Stored items:
◇ ◇ ◇ ◇ ◇
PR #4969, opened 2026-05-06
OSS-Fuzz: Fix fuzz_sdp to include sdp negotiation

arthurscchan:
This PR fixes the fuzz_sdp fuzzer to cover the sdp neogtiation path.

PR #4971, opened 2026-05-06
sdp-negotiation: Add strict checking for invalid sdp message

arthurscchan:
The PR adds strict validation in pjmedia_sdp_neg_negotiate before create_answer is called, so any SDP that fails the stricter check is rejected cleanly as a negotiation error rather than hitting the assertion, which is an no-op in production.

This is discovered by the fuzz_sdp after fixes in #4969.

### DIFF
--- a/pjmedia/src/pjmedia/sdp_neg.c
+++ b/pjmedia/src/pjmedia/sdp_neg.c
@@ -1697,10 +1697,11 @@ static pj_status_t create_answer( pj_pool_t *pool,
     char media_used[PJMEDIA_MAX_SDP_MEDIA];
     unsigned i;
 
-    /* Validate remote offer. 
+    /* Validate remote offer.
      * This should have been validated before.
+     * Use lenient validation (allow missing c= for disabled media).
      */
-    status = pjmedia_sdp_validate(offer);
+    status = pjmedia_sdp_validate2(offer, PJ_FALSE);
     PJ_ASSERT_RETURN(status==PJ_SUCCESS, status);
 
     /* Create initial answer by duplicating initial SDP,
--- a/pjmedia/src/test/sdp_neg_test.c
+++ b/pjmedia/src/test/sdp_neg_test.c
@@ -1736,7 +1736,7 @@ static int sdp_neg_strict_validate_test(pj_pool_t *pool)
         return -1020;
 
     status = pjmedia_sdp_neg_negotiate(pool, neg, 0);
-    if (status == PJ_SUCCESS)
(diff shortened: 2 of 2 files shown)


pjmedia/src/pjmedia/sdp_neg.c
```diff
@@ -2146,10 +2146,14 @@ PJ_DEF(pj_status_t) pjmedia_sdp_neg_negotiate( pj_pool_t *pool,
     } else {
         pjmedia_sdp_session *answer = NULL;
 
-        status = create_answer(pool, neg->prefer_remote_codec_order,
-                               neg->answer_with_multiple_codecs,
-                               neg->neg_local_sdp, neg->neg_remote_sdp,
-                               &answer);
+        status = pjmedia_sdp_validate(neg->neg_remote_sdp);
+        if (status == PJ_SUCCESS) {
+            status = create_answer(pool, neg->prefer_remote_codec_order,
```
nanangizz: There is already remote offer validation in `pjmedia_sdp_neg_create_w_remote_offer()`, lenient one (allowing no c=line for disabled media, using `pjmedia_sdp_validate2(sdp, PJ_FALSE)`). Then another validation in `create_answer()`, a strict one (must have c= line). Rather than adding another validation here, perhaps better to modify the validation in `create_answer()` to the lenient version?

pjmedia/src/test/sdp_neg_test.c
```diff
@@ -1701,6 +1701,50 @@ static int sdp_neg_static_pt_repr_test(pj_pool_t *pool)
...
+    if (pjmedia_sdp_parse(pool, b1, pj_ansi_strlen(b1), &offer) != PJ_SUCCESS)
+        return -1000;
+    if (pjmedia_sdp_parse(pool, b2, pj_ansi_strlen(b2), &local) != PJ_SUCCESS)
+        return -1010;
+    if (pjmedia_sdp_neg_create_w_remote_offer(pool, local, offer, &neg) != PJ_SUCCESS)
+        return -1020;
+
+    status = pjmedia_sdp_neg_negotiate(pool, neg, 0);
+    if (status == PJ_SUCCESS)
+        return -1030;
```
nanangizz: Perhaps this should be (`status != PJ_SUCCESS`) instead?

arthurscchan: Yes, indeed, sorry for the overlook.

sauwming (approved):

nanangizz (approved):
◇ ◇ ◇ ◇ ◇
> **TASK OBJECTIVE**: State the number of lines above that include the word "fixes", and write nothing besides that number.

> **TASK SOLUTION**: 2